# wood lathe help



## anywaterfisher (Jun 17, 2010)

Ok, i am looking to expand on my rod building creativeness, and i am looking for a wood lathe to start trning cork and wood handles and maybe some synthetic. I have used the drill moter and sandpaper rout but, does not work so well for wood. can anyone reccomned a wood lathe to use and also some suggestions on how you set up to do the turning.


----------



## Seeker (Jul 6, 2009)

What ac outlet do you have avail? 110 / 220 /440 2 phase...


----------



## apslp (Jul 1, 2008)

I have a PSI Turncrafter Pro, it is just like the Jet Mini lathe but much cheaper. 

I was also talking with Johnny Quest and he has a micro lathe that is really sweet and turns perfectly true everytime but you are limited to length on the micro lathe.


----------



## YAKNTX (Jun 6, 2010)

I bought mine on sale at Harbor Freight


----------



## CoastalBent (Aug 3, 2006)

PSI Turncrafter Pro

x2


----------



## IXP Rods (Jul 13, 2010)

Grizzly cast iron bench top. I love it...except when I have to move it. Weighs in around 100lbs, but very reliable, and the 6 speeds come in handy.


----------



## anywaterfisher (Jun 17, 2010)

most accessible is 110 electric, but would be nothing to run 220 or greater have plenty of room in my box for breakers. 

I was wondering how you guys turn your cork on the blank. Looking for some fresh ideas.


----------



## oldguy (Jul 8, 2009)

I pre-drill my cork rings to the smallest size of teh portion of rod i am covering. I then take either a 12" or 14" steel mandrel and cover it with bees wax,then glue up the cork on the mandrel then turn. I do not turn on the rod some do but you need a good vac. dust collector system as the cork dust will get in everything. I have done touch ups on my power wrapper but the rod must be set dead level or you will beat the tip to death.
This is just the way i do it and there are better ways I'm sure


----------



## Seeker (Jul 6, 2009)

I would think anything you can find with at least 3/4 hp motor will give you plenty of turning power for wood. Just remember high speed low feed better the finish, lower speeds high feed used for material removal. Horse power is your friend.


----------



## Bobby (May 21, 2004)

anywaterfisher said:


> Ok, i am looking to expand on my rod building creativeness, and i am looking for a wood lathe to start trning cork and wood handles and maybe some synthetic. I have used the drill moter and sandpaper rout but, does not work so well for wood. can anyone reccomned a wood lathe to use and also some suggestions on how you set up to do the turning.


I have a almost new HF lathe sitting in the garage you are welcome to come get anytime you want for free.
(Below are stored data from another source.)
Issue #713, opened 2017-07-13
C fuzzers need explicit -lubsan when linking to a C++ library


rockdaboot:
Project 'libpsl' (C code) uses libicu (C and C++ mixed library). When statically linking the fuzzers with both libraries (using clang, not clang++), I have to explicitly give -lubsan (with SANITIZER=undefined). I don't have to do that (resp. -lasan) with the address sanitizer. Not tested the memory sanitizer yet.

Do you have any standards / suggestions for that situation ? Feels like a fragile hack now.

rockdaboot:
It's fragile indeed.
```
python infra/helper.py run_fuzzer libpsl libpsl_fuzzer
```
then results in
```
/out/libpsl_fuzzer: error while loading shared libraries: libubsan.so.0: cannot open shared object file: No such file or directory
```

rockdaboot:
BTW, the memory sanitizer also works without that hack.

kcc:
very strange. -lubsan is *never* the right answer. Do you have a minimized reproducer?

rockdaboot:
Currently can't reproduce at home, but have an older docker image (can't update due to very limited bandwidth).
Will try tomorrow in the office.

rockdaboot:
Made up a branch with projects/libpsl-ubsan.
https://github.com/rockdaboot/oss-fuzz, branch is called 'libpsl-ubsan'.
It builds fine with --sanitizer <address|memory> but not with 'undefined' (linker fails with missing ubsan externals).

kcc:
@morehouse please take a look why ubsan linking fails.

morehouse:
Was able to reproduce this with the supplied Dockerfile and build.sh by amending "-fsanitize=undefined" to the CFLAGS, CPPFLAGS, and LDFLAGS defined in build.sh.

I'm getting undefined references to the following ubsan functions:
```
__ubsan_vptr_type_cache
__ubsan_handle_dynamic_type_cache_miss
```
These functions are defined in libclang_rt.ubsan_standalone_cxx-x86_64.a, but we're only linking against libclang_rt.ubsan_standalone-x86_64.a.

kcc:
ubsan's vpts is meaningless for C (it's C++-cpecific). 
what if you do `export CFLAGS="$CFLAGS -fno-sanitize=function,vptr"`
like `harfbuzz/build.sh` and several others do?

morehouse:
[...]

Issue #195, opened 2016-12-16
openssl does not build with ubsan


inferno-chromium:
https://oss-fuzz-build-logs.storage.googleapis.com/build_logs/openssl/latest.txt

@mikea, @kroeckx - any idea why ?

coverage=edge,indirect-calls,8bit-counters -fno-sanitize=alignment -o fuzz/bndiv-test fuzz/bndiv.o fuzz/test-corpus.o -L. -lcrypto -ldl /usr/local/lib/libc++.a
../../usr/lib/libFuzzingEngine.a(FuzzerIO.o): In function `basic_ifstream':
/usr/local/bin/../include/c++/v1/fstream:1067: undefined reference to `__ubsan_vptr_type_cache'
/usr/local/bin/../include/c++/v1/fstream:1067: undefined reference to `__ubsan_handle_dynamic_type_cache_miss_abort'
../../usr/lib/libFuzzingEngine.a(FuzzerIO.o): In function `basic_istream':
/usr/local/bin/../include/c++/v1/istream:189: undefined reference to `__ubsan_vptr_type_cache'
/usr/local/bin/../include/c++/v1/istream:189: undefined reference to `__ubsan_handle_dynamic_type_cache_miss_abort'
/usr/local/bin/../include/c++/v1/istream:189: undefined reference to `__ubsan_vptr_type_cache'
/usr/local/bin/../include/c++/v1/istream:189: undefined reference to `__ubsan_handle_dynamic_type_cache_miss_abort'
../../usr/lib/libFuzzingEngine.a(FuzzerIO.o): In function `std::__1::basic_ios<char, std::__1::char_traits<char> >::init(std::__1::basic_streambuf<char, std::__1::char_traits<char> >*)':
/usr/local/bin/../include/c++/v1/ios:673: undefined reference to `__ubsan_vptr_type_cache'
/usr/local/bin/../include/c++/v1/ios:673: undefined reference to `__ubsan_handle_dynamic_type_cache_miss_abort'
/usr/local/bin/../include/c++/v1/ios:674: undefined reference to `__ubsan_vptr_type_cache'
/usr/local/bin/../include/c++/v1/ios:674: undefined reference to `__ubsan_handle_dynamic_type_cache_miss_abort'
/usr/local/bin/../include/c++/v1/ios:675: undefined reference to `__ubsan_vptr_type_cache'
[...]

PR #4189, opened 2020-07-24
Fuzzer fixes and improvements for rnp

tomrittervg:
Undefined sanitizer should now work, and the honggfuzz engine as well.
Upstream changes supported enabling these, and when I did so I
renamed one of the variables.

### DIFF
--- a/projects/rnp/build.sh
+++ b/projects/rnp/build.sh
@@ -25,16 +25,21 @@ make
 make install
 cd ..
 
+# -DENABLE_SANITIZERS=0 because oss-fuzz will add the sanitizer flags in CFLAGS
+# See https://github.com/google/oss-fuzz/pull/4189 to explain CMAKE_C_LINK_EXECUTABLE
+
 mkdir rnp-build
 cd rnp-build
 cmake \
-    -DENABLE_SANITIZERS=1 \
-    -DENABLE_FUZZING=1 \
+    -DENABLE_SANITIZERS=0 \
+    -DENABLE_FUZZERS=1 \
     -DCMAKE_C_COMPILER=$CC \
     -DCMAKE_CXX_COMPILER=$CXX \
+    -DCMAKE_C_LINK_EXECUTABLE="$CXX <FLAGS> <CMAKE_C_LINK_FLAGS> <LINK_FLAGS> <OBJECTS>  -o <TARGET> <LINK_LIBRARIES>" \
     -DCMAKE_INSTALL_PREFIX=/usr \
     -DBUILD_SHARED_LIBS=on \
     -DBUILD_TESTING=off \
+    -DCMAKE_VERBOSE_MAKEFILE:BOOL=ON \
     ../rnp/
 make
 
--- a/projects/rnp/project.yaml
+++ b/projects/rnp/project.yaml
@@ -5,5 +5,7 @@ auto_ccs:
   - "tom@ritter.vg"
 sanitizers:
   - address
+  - undefined
 fuzzing_engines:
   - libfuzzer
+  - honggfuzz


tomrittervg:
Uhg, I thought UBSAN was working.  Will debug....

tomrittervg:
Looks like I am probably hitting #713 / #195 and need to use clang++ for linking when compiling with UBSAN.

tomrittervg:
Battling with trying to set the linker, which is surprisingly hard... Ideally in the CMakeLists.txt so it applied to a single directory, but that doesn't seem feasible. And `-DCMAKE_LINKER=` in build.sh doesn't work surprisingly...

inferno-chromium:
> Battling with trying to set the linker, which is surprisingly hard... Ideally in the CMakeLists.txt so it applied to a single directory, but that doesn't seem feasible. And `-DCMAKE_LINKER=` in build.sh doesn't work surprisingly...

Checkout build.sh for other projects using cmake.

tomrittervg:
I have been looking at other projects.  I've seen a few solutions:
 - OpenSSL in #195 has a LDCMD variable to override the linker. Helpful, doesn't work for me.
 - [s2opc](https://github.com/google/oss-fuzz/commit/df4408553425bcc60fd6996122445dfe3c38420e) uses `-DCMAKE_C_LINK_EXECUTABLE="$CXX <FLAGS> <CMAKE_C_LINK_FLAGS> <LINK_FLAGS> <OBJECTS>  -o <TARGET> <LINK_LIBRARIES>"` which does work for me, but it overrides the internal CMAKE link command entirely, so it seems really brittle to me and I hope to avoid it....
 - [libpsl](https://github.com/google/oss-fuzz/pull/717/files) disabled vptr...
 - [imagemagick](https://github.com/ImageMagick/ImageMagick/pull/1056/files) added -lubsan
 - A lot of baxel-based projects all use the same solution of `--linkopt=$(find $(llvm-config --libdir) -name libclang_rt.ubsan_standalone_cxx-x86_64.a | head -1)`

Of these options, I'd really prefer doing -lubsan or the libclang_rt.a because it seems a lot less brittle than the other options.  But when I do that I'm hitting the error

> /usr/bin/ld: decrypt: hidden symbol `_ZN7__ubsan14TypeCheckKindsE' in /usr/local/lib/clang/11.0.0/lib/linux/libclang_rt.ubsan_standalone-x86_64.a(ubsan_handlers.cpp.o) is referenced by DSO

So I think I'll do the CMAKE override....

tomrittervg:
Well... that's weird. The build succeeds. When I run the fuzzer binaries it finds Undefined Behavior from UBSAN. But the check build says it's missing UBSAN....

tomrittervg:
> objdump -dC fuzz_dump | egrep "callq\s+[0-9a-f]+\s+<__ubsan" -c
> 163
> objdump -dC fuzz_dump | egrep "callq\s+[0-9a-f]+\s+<__asan" -c
> 0

Looks like I have UBSAN but [the check doesn't catch it](https://github.com/google/oss-fuzz/blob/149bb8bee7938d978e554b8f9bf913df8d84a67f/infra/base-images/base-runner/bad_build_check#L42)

tomrittervg:
@inferno-chromium What's the path forward here?  You probably don't want me editing the ubsan check; but I think it's a false negative....

inferno-chromium:
> @inferno-chromium What's the path forward here? You probably don't want me editing the ubsan check; but I think it's a false negative....

Is it too simple of a fuzz target, with less than UBSAN_CALLS_THRESHOLD_FOR_UBSAN_BUILD ? If this is expected, then can add it here in next CL, otherwise UBSan build will keep failing.

PR #5323, opened 2021-03-09
Modify deadline text to disclose immediately after fix is released.

### LINKED ISSUE #5255: Reduce disclosure policy window from 30 days after fix.
With the release of [OSV](https://github.com/google/osv), we've created a better way for users of open source (and OSS-Fuzz projects) to be aware of vulnerabilities affecting their version of a library. 

Unfortunately, the current 30 day disclosure window after a patch is released means that affected users of a vulnerable library do not get notified for up to 30 days. We are planning to reduce this to **immediately** after the fix is upstreamed. The existence of a patch in the upstream repo already discloses the vulnerability, so this is minimal additional risk in return for a large benefit (more timely notifications).

The new deadline text will read (the "30 days" part is removed):

> After notifying project authors, we will open reported issues to the public in 90 days, or after the fix is released (whichever comes earlier).

oliverchang:
Fixes #5255

### DIFF
--- a/docs/getting-started/bug_disclosure_guidelines.md
+++ b/docs/getting-started/bug_disclosure_guidelines.md
@@ -12,8 +12,8 @@ Following [Google's standard disclosure policy](https://googleprojectzero.blogsp
 OSS-Fuzz will adhere to following disclosure principles:
 
   - **Deadline**. After notifying project authors, we will open reported
-    issues to the public in 90 days, or 30 days after the fix is released
-    (whichever comes earlier).
+    issues to the public in 90 days, or after the fix is released (whichever
+    comes earlier).
   - **Weekends and holidays**. If a deadline is due to expire on a weekend,
     the deadline will be moved to the next normal work day.
   - **Grace period**. We have a 14-day grace period. If a 90-day deadline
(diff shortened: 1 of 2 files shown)


inferno-chromium (approved):

docs/getting-started/bug_disclosure_guidelines.md
```diff
@@ -12,12 +12,12 @@ Following [Google's standard disclosure policy](https://googleprojectzero.blogsp
 OSS-Fuzz will adhere to following disclosure principles:
 
   - **Deadline**. After notifying project authors, we will open reported
-    issues to the public in 90 days, or 30 days after the fix is released
-    (whichever comes earlier).
+    issues to the public in 90 days, or after the fix is released (whichever
```
jonathanmetzman, line 15: nit: maybe say "immediately after the fix is released"
Current wording is ambiguous.

jonathanmetzman (approved):
LGTM

docs/getting-started/bug_disclosure_guidelines.md
oliverchang: "Immediately" is also inaccurate (we can be delayed by a day or so), so keeping the current wording.

rlohning:
So far only the documentation changed, right? Will you send an announcement when the grace period actually changes?

PR #5324, opened 2021-03-09
Adds go-sftp project

catenacyber:
cc @drakkan
Would you be interested in continuous fuzzing for sftp ?
I see that you already have a fuzz target, and it quickly finds `panic: runtime error: index out of range [3] with length 1` in `sftp.unmarshalUint32`


jonathanmetzman (approved):
LGTM

PR #5325, opened 2021-03-09
Golang coverage ok with package in $SRC

catenacyber:
cc @inferno-chromium 

This PR should fix the golang coverage for projects making `git clone` in $SRC


jonathanmetzman (approved):
LGTM

PR #5328, opened 2021-03-09
Adds rust syn project

catenacyber:
cc @dtolnay
Would you be interested in continuous fuzzing for syn crate ?
This Pull Request enables it with oss-fuzz and adds a fuzz target for `parse_str<Expr>` which could be added to the upstream repository

This fuzz target quickly finds a timeout

### DIFF
--- a/projects/rust-syn/Cargo.toml
+++ b/projects/rust-syn/Cargo.toml
@@ -1,0 +1,26 @@
+cargo-features = ['named-profiles']
+
+[package]
+name = "syn-fuzz"
+version = "0.0.0"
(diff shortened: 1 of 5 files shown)


dtolnay (commented):
I would prefer not to have anything to do with this and would prefer if it were not added. If it is added with somebody else as the point of contact, then I would ask that they minimize and perform a search of GitHub issues, including closed issues, prior to filing any new issue. If I end up receiving low-signal issues then I would likely make a PR to delete the fuzz target.

catenacyber:
Ok, so closing

PR #5330, opened 2021-03-09
hyperium: initial integration

DavidKorczynski:
Initial integration of repositories from hyperium https://github.com/hyperium

This is an "umbrella" integration, in that hyperium incorporates several http-related repositories, e.g.:
[h2](https://crates.io/crates/h2) - (16 million downloads)
[http](https://crates.io/crates/http) - (17 million downloads)

The project uses unsafe (https://github.com/hyperium/hyper/search?q=unsafe&type=) in 13 locations.

Cross-referencing the following where fuzzers have been merged upstream:
- https://github.com/hyperium/http/pull/478
- https://github.com/hyperium/h2/pull/529

@seanmonstar  would you be interested in integrating hyperium/http into oss-fuzz? By way of OSS-Fuzz we can add fuzzers to hyperium/http and run them continuously - you will then receive reports whenever crashes are found. If you would like to integrate, could you please provide a set of email(s) that will get access to the data produced by OSS-Fuzz, such as bug reports. The emails should be linked to a Google account in order to view the detailed reports and notice the emails affiliated with the project will be public in the OSS-Fuzz repo, as they will be part of a configuration file. We can also add the fuzzers of this PR to the main hyperium/http repository.


projects/hyperium/project.yaml
```diff
@@ -0,0 +1,10 @@
+homepage: "https://github.com/hyperium/"
+main_repo: "https://github.com/hyperium/"
+primary_contact: "david@adalogics.com"
```
asraa, line 3: I think hyperium is a great choice! Thanks David.

Quick question -- would you remain primary contact or is it better to switch @seanmonstar?

DavidKorczynski: Let's make me auto_ccs and @seanmonstar primary! Should be fixed now.

asraa (approved):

It was passed off to me and I will pass it off to you.


----------



## JOHNNY QUEST (Mar 6, 2006)

I can do full length handles with my micro lathe if I use a 3/8 mandrel.
Its precision is unbelievable. Variable speed and can cut metal parts as well.. I have a regular wood lathe also, but prefer the micro...


----------



## Bobby (May 21, 2004)

Never heard anything else from Anywaterfisher so if anyone wants this lathe come get it.


----------



## Seeker (Jul 6, 2009)

Bobby, do you have any pictures?


----------



## Old River Rat (Dec 29, 2007)

Bobby i was looking at getting one for christmas....If now one has taken it I would love it. I'm up here in Mont Belvieu wouldn't take much for me to come down that way.


----------



## Bobby (May 21, 2004)

It has been spoken for but I will let you know Thursday if it is still here or not.


----------



## conner48d (Nov 27, 2009)

*Lathe*

Bobby I'll call you in the AM before I come and pick it up.

conner48d


----------



## Bobby (May 21, 2004)

Lathe is gone. Nice meeting you conner48d. Just remember any time you want to learn how to make pens come on down.


----------



## conner48d (Nov 27, 2009)

*Lathe*

Thanks Bobby that is a nice Lathe and i will be getting in touch with you often. Thanks again..................

Danny


----------



## saltshaker1 (Feb 15, 2008)

Ain't this a great site with great people?


----------